WHAT YOU ARE ASKED TO DO: Each line in the records that mentions the word "mscroggs" needs to be listed.

'''

PR #176, opened 2026-07-31
add Python 3.14 to test workflow

mscroggs:
If we merge this, we should also update the PR merging requirement to require `Tests / tests (3.14)` to pass


tests/test_backend/test_check_variable_length_parameters.py
```diff
@@ -8,44 +8,11 @@
 @pytest.mark.parametrize(
     ("signature", "expected"),
     [
-        pytest.param(
```
willGraham01, line 11: Normally I'm anti-test removal but I think this backend stuff is from way back when we were trying to be general (and TBH, it could just be nuked from the package in clean-up). So not going to complain about this 😁

willGraham01 (approved):

tests/test_backend/test_check_variable_length_parameters.py
mscroggs: Also in 3.14, Signature has been updated to throw exceptions when initialising (ie here) rather than the error we catch later, so this is one of those unusual cases where this test actually needs removing for future Python releases

willGraham01:
@mscroggs going to merge this now, and update the PR/main-running checks accordingly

'''

RESPONSE TO THE TASK:
mscroggs:
mscroggs: Also in 3.14, Signature has been updated to throw exceptions when initialising (ie here) rather than the error we catch later, so this is one of those unusual cases where this test actually needs removing for future Python releases
@mscroggs going to merge this now, and update the PR/main-running checks accordingly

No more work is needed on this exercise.